# The Halloween Thread



## Moxie (May 28, 2008)

So, show me your kids', pets, horses, and even your costumes! 

Any of you have pumpkins carved yet? Lets see those too!

Do you have a funny/interesting/creepy story to tell? Lets hear em!


I came up with a good idea for snagging some of Seth's Halloween candy: After he's done trick or treating, of course I will be going threw his candy, and then I will tell him that if he gives 1/2 of his candy to The Great Pumpkin, he will get a toy in the morning. I dont know if it will work, but I have his toy all picked out and ready to have the Great Pumpkin drop it off. 


So, here is Tilly's costume, or one of them anyway:









Here is Seth last year:









And Seth's pumpkin last year:


----------



## moomoo (Feb 21, 2007)

oooh! I am hopefully dressing up on sunday  will post pics if I do  Seth looks ultra cute


----------



## Angel_Leaguer (Jun 13, 2008)

Oh I love all of those pics!!!! I dont do anything for halloween so I dont have any pics, But I hope you and everyone else has a great time!!!!


----------



## iridehorses (Oct 22, 2007)

I miss the kids coming around. My brood is all grown up and out of the house. 

We moved south about 7 years ago and our place is out in the country. Even though there is a development behind our farm, we are so far off the road that practically no one even knows we're here. I guess I'll hoard all the candy again.

Great pics Moxie - give him a Snickers for me!


----------



## Moxie (May 28, 2008)

I sure will, Bill, Thank you.. btw, nice Sig!

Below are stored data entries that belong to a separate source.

PR #473, opened 2026-02-23
Use embedded Python dialect in pySpecs command

joehendrix:
Eliminates the need for pySpecs to locate the Python dialect file on disk by using the compile-time embedded dialect instead.

- pySpecsCommand and SpecsTest write `Strata.Python.Python.toIon` to a temp file via `withTempFile` instead of hardcoding `Tools/Python/dialects/Python.dialect.st.ion`
- Python `Dialect.from_ion()` now parses `syntax` and `metadata` fields in op declarations, since Lean's `Dialect.toIon` includes them


fabiomadge (approved):
Looks good — clean approach to eliminate the hardcoded dialect path.

PR #478, opened 2026-02-23
Ion roundtrip tests + PreType.fvar removal

joehendrix:
## Summary

Ensures every Ion serialization path is covered by roundtrip tests and
removes dead code that the test investigation revealed.

## Details

- **Roundtrip test coverage for all Ion paths.** Two new test dialects
  (TestIon, TestIonDatatypes) exercise every `ArgF`, `ExprF`, `TypeExprF`,
  `PreType`, `SepFormat`, and metadata variant, so future serialization
  changes will break the build if they introduce regressions. These replace
  the old `DeclareFn`-based test program which only covered a handful of
  paths.
- **`PreType.fvar` and `PreType.ofType` removed.** While building tests
  we discovered `PreType.fvar` was only constructible through
  `PreType.ofType`, which converted `TypeExpr → PreType` solely to
  satisfy `runSyntaxElaborator`'s API. A small refactor to pass type
  information more precisely (`ElabArgKind`) eliminated the need for
  this conversion, making both definitions dead code.
- **Narrower elaboration APIs.** `runSyntaxElaborator` and `unifyTypes`
  now accept only the information they need rather than full `ArgDecl`
  vectors, reducing coupling between elaboration and the AST declaration
  types.
- **SepFormat serialization refactored.** `ArgF.toIon` now pattern-matches
  on `SepFormat` constructors directly instead of dispatching through
  `toIonName` strings, gaining exhaustiveness checking. `fromIonName?`
  moved from `AST.lean` to `Ion.lean` next to its serialization counterpart.
- **Fix missing `.bytes` case in `ArgF.beq`.** This pre-existing bug
  caused byte array arguments to always compare unequal, enabling
  strengthening `testProgramRoundTrip` to check full program equality
  instead of only command count.
- **`Program.create` simp lemmas.** New `Strata.DDM.AST.Lemmas` module
  provides `@[simp]` theorems for `Program.create` field projections,
  enabling safe (proof-carrying) array indexing in tests instead of `!`.

### DIFF
--- a/Strata/DDM/AST.lean
+++ b/Strata/DDM/AST.lean
@@ -435,6 +435,7 @@ private def ArgF.beq {α} [BEq α] (a1 a2 : ArgF α) : Bool :=
   | .num a1 n1, .num a2 n2 => a1 == a2 && n1 == n2
   | .decimal a1 v1, .decimal a2 v2 => a1 == a2 && v1 == v2
   | .strlit a1 i1, .strlit a2 i2 => a1 == a2 && i1 == i2
+  | .bytes a1 b1, .bytes a2 b2 => a1 == a2 && b1 == b2
   | .option a1 o1, .option a2 o2 => a1 == a2 &&
     match o1,o2 with
     | .none, .none => true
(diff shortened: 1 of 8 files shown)


Strata/DDM/AST.lean
```diff
@@ -2237,6 +2210,7 @@ This creates a program.  It is added in addition to `Program.mk` to simplify the
 def create (dialects : DialectMap) (dialect : DialectName) (commands : Array Operation) : Program :=
   { dialects, dialect, commands }
 
+
```
atomb: Tiny nit: did you want to add this newline?

Strata/DDM/AST.lean
```diff
@@ -208,6 +208,7 @@ def fromCategoryName? : QualifiedIdent → Option SepFormat
   | q`Init.NewlineSepBy => some .newline
   | _ => none
 
+
```
joehendrix:
```suggestion
```

Strata/DDM/AST.lean
joehendrix: Nope; will delete since I had a merge conflict too.

atomb (approved):

PR #428, opened 2026-02-16
Add more operators, while statement and quantifiers

keyboardDrummer:
Contains a subset of the changes from https://github.com/strata-org/Strata/pull/385

### Changes
- Fix to Strata/DDM/Parser.lean so it can handle parsing comments `//` in languages that have a division operator
- New operators: `-`, `*`, `/`, `%`, `/t`, `%t` (truncating), `==>`, `!`, unary `-`
- Quantifiers: `forall`, `exists`
- While loops with multiple invariants

### Testing
- Added tests for the new features

PR #481, opened 2026-02-25
Laurel API: precondition → preconditions, postcondition → postconditions

fabiomadge:
Part of the incremental split of #385. Can be merged independently of #426.

### Changes

Converts Laurel's `Procedure` from a single precondition to a list of preconditions, and `Body.Abstract` from a single postcondition to a list. This enables multiple `requires`/`ensures` clauses per procedure, which is needed by the upcoming constrained types and contract features.

**Laurel.lean:**
- `precondition : WithMetadata StmtExpr` → `preconditions : List (WithMetadata StmtExpr)`
- `Body.Abstract postcondition` → `Body.Abstract (postconditions : List ...)`
- `Body.Opaque postcondition` → `Body.Opaque postconditions` (name only, already a list)
- Reorder `Parameter` struct, add `Repr` instances

**Adapted callers:**
- `ConcreteToAbstractTreeTranslator` — parse `Option OptionalRequires` into list
- `LaurelToCoreTranslator` — iterate over preconditions list, generate indexed labels for multiple preconditions
- `HeapParameterization` — fold over preconditions/postconditions lists
- `LaurelFormat` — format preconditions/postconditions lists, relocate `formatDeterminism`
- `PythonToLaurel`, `Specs/ToLaurel` — adapt to new field names

**LiftExpressionAssignments.lean:**
- Process block-in-expression non-last elements left-to-right via `transformStmt` instead of right-to-left via `transformExprDiscarded`
- Remove now-unused `transformExprDiscarded`

### Testing

All existing Laurel, Python, and Core tests pass. No new tests needed — this is a structural refactor with no new features.

### DIFF
--- a/Strata/Languages/Laurel/Grammar/LaurelGrammar.lean
+++ b/Strata/Languages/Laurel/Grammar/LaurelGrammar.lean
@@ -5,6 +5,8 @@
 -/
 
 -- Laurel dialect definition, loaded from LaurelGrammar.st
+-- NOTE: Changes to LaurelGrammar.st are not automatically tracked by the build system.
+-- Update this file (e.g. this comment) to trigger a recompile after modifying LaurelGrammar.st.
 import Strata.DDM.Integration.Lean
 
 namespace Strata.Laurel


Strata/Languages/Laurel/LaurelToCoreTranslator.lean
```diff
@@ -316,13 +316,16 @@ def translateProcedure (constants : List Constant) (funcNames : FunctionNames) (
...
                            constants.map (fun c => (c.name, c.type))
-  -- Translate precondition if it's not just LiteralBool true
+  -- Translate preconditions
   let preconditions : ListMap Core.CoreLabel Core.Procedure.Check :=
-    match proc.precondition with
-    | ⟨ .LiteralBool true, _ ⟩ => []
-    | precond =>
+    let (_, result) := proc.preconditions.foldl (fun (i, acc) precond =>
+      match precond with
+      | ⟨ .LiteralBool true, _ ⟩ => (i, acc)
```
keyboardDrummer: Do you think we still need this case, now that we no longer generate it?

Strata/Languages/Laurel/LiftExpressionAssignments.lean
```diff
@@ -261,9 +261,12 @@ def transformExpr (expr : StmtExprMd) : LiftM StmtExprMd := do
             match val with
             | .LocalVariable name ty _ => addToEnv name ty
             | _ => pure ()
-          -- Process all-but-last right to left using transformExprDiscarded
-          for nonLastStatement in stmts.dropLast.reverse.attach do
-            transformExprDiscarded nonLastStatement
+          -- Process all-but-last as statements and prepend them in order
```
keyboardDrummer, line 264: Why did you make this change? I'm worried this will adversely affect performance/idiomaticity of the translation, something that we're not testing. Did you consider that it might affect that, and if so, why do you think it does not? 

If you want to keep this change in, could you add a test that compares the generated Core against expected core for a Laurel program that contains heap updating statements in non-last block positions? Then we can easily inspect the effect on the translation. Also besides this PR such a test would be great to have.

Strata/Languages/Laurel/LaurelToCoreTranslator.lean
fabiomadge: You're right, removed the dead guard. No caller puts `LiteralBool true` in the preconditions list anymore — empty list is the new "no precondition".

Strata/Languages/Laurel/LiftExpressionAssignments.lean
fabiomadge: This change originated in `ede0ffe9` on `jverify-strata-backend`, where it was a bug fix: `transformExprDiscarded` only handles `Assign` and falls through to `transformExpr` for everything else, but `transformExpr` doesn't know how to process statement constructs like `While`, `Assert`, or `Assume` that can appear in non-last positions of block expressions. After merging #428 (which added while loops and quantifiers to Laurel), blocks containing these constructs would be mishandled. Switching to `transformStmt` fixes this since it properly handles all statement types.

Added `LiftExpressionAssignmentsTest.lean` which compares lifted Laurel against expected output. The `assertInBlockExpr` case demonstrates the bug: with the old `transformExprDiscarded`, it produces `var y: int := $x_0` (incorrect right-to-left snapshot semantics), while `transformStmt` correctly produces `var y: int := x` (sequential statement processing).

keyboardDrummer: Output in the new test looks good, thanks.

Strata/Languages/Laurel/Grammar/LaurelGrammar.lean
```diff
@@ -12,3 +12,4 @@ import Strata.DDM.Integration.Lean
 namespace Strata.Laurel
 
 #load_dialect "./LaurelGrammar.st"
+
```
atomb: Spurious whitespace addition?

Strata/Languages/Laurel/HeapParameterization.lean
```diff
@@ -111,9 +111,9 @@ def analyzeProc (proc : Procedure) : AnalysisResult :=
           { readsHeapDirectly := r1.readsHeapDirectly || r2.readsHeapDirectly,
             writesHeapDirectly := r1.writesHeapDirectly || r2.writesHeapDirectly,
             callees := r1.callees ++ r2.callees }
-    | .Abstract postcond => (collectExprMd postcond).run {} |>.2
-  -- Also analyze precondition
-  let precondResult := (collectExprMd proc.precondition).run {} |>.2
+    | .Abstract postconds => postconds.foldl (fun (acc : AnalysisResult) p => let r := (collectExprMd p).run {} |>.2; { readsHeapDirectly := acc.readsHeapDirectly || r.readsHeapDirectly, writesHeapDirectly := acc.writesHeapDirectly || r.writesHeapDirectly, callees := acc.callees ++ r.callees }) {}
+  -- Also analyze preconditions
```
atomb, line 115: This seems like slightly different logic than before. What's the motivation for that?

Strata/Languages/Laurel/Grammar/LaurelGrammar.lean
fabiomadge: Debugging artifact, removed.

Strata/Languages/Laurel/HeapParameterization.lean
fabiomadge: The logic is the same — adapted from a single value to a list since `precondition` became `preconditions` and `Body.Abstract` now takes a list. Cleaned up the one-liners to use `forM` which matches the original pattern: `(postconds.forM collectExprMd).run {} |>.2`.

atomb (approved):

Strata/Languages/Laurel/Grammar/LaurelGrammar.lean
```diff
@@ -5,11 +5,8 @@
 -/
 
 -- Laurel dialect definition, loaded from LaurelGrammar.st
--- NOTE: Changes to LaurelGrammar.st are not automatically tracked by the build system.
```
andrewmwells-amazon, line 8: Do we want to remove this?

fabiomadge: That was a restore gone wrong — already removed. Merged main again so the diff should be clean now.

atomb (approved):

PR #695, opened 2026-03-27
Add class method signatures to TransalationContext 

thanhnguyen-aws:
*Description of changes:* This PR add Class method signatures into TransalationContext, so inputs (positional & keyword args) of the calls of those methods are parsed correctly.

### DIFF
--- a/Strata/DL/Util/List.lean
+++ b/Strata/DL/Util/List.lean
@@ -29,6 +29,23 @@ def dedup {α : Type} [DecidableEq α] : List α → List α
     if a ∈ as then as else a :: as
 
 /--
+Tail-recursive worker for `dedup`. Walks the input left-to-right,
+skipping elements that still appear later, and collects kept elements
+in reverse order.
+-/
+def dedupTR.go {α : Type} [DecidableEq α] :
+    List α → List α → List α
+  | [], acc => acc.reverse
+  | a :: as, acc =>
+    if a ∈ as then dedupTR.go as acc else dedupTR.go as (a :: acc)
+
+/--
+Tail-recursive implementation of `dedup`.
+-/
+def dedupTR {α : Type} [DecidableEq α] (l : List α) : List α :=
+  dedupTR.go l []
+
+/--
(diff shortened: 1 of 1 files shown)


joehendrix (dismissed):

Strata/Languages/Python/PythonToLaurel.lean
```diff
@@ -1564,7 +1566,11 @@ def translateMethod (ctx : TranslationContext) (className : String)
           match arg with
           | .mk_arg _ paramName _paramAnnotation _ =>
             inputs := inputs ++ [{name := paramName.val, type := AnyTy}]
-
+    match args with
+      | .mk_arguments _ _ _ _ _ _ kwargs _ =>
+          if kwargs.val.isSome then
+            let paramType := mkCoreType PyLauType.DictStrAny
```
shigoel: The kwargs parameter is always added with the hardcoded name "kwargs" regardless of the actual Python parameter name. In the test file the parameter is **args, so if a method body referenced args it would be inaccessible — there is no local variable copy created for it (kwargs is excluded from nonSelfParams). This works for the current test only because both methods ignore their kwargs parameter entirely.

Strata/Languages/Python/PythonToLaurel.lean
```diff
@@ -1859,12 +1866,14 @@ def pythonToLaurel' (info : PreludeInfo)
         (init := info.importedSymbols) fun m name =>
           m.insert name (ImportedSymbol.compositeType name)
       let initCtx : TranslationContext := {
+        functionSignatures := info.functionSignatures
         preludeTypes := info.types,
         importedSymbols := localSymbols,
```
shigoel, line 1876: allClassFuncDecls is only appended to functionSignatures in the prev_ctx = none branch. When prev_ctx is some, the class method signatures collected during the first pass of this call are silently discarded, so keyword-arg calls to class methods from those classes would be unresolvable in any incremental or multi-pass translation scenario.

PR #699, opened 2026-03-27
Fix unsupported regex patterns causing cvc5 theory-combination errors

shigoel:
## Summary

- **Root cause:** Patterns using unsupported features (`\S`, `\d`, `\w`, `\t`, non-greedy quantifiers, lookaheads, etc.) left `re_*_str` (RegLan-typed) as uninterpreted UFs in the SMT encoding. cvc5 rejects these with `"Regular expression terms are not supported in theory combination"`, which aborted all verification results with an internal error.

I miss not handing out candy. We live out in the sticks, so we get NO kids out trick or treating. I wish we did though.


----------



## buckaroo2010 (Nov 7, 2007)

awww they are all sooo cute!!!


----------



## Painted Ride (Jun 30, 2008)

love the skunk!!!! very cute pics!


----------



## Moxie (May 28, 2008)

happy halloween!!!!!!


----------



## 3neighs (Jul 15, 2008)

Moxie said:


> I miss not handing out candy. We live out in the sticks, so we get NO kids out trick or treating. I wish we did though.


Same here. Nobody comes way out here either. When our first daughter was born we rented a duplex in a medium sized town and our landlord told us that Halloween was a big deal and to expect a lot of trick or treaters. We had over 200 kids come to the house!


----------



## Dumas'_Grrrl (Apr 2, 2008)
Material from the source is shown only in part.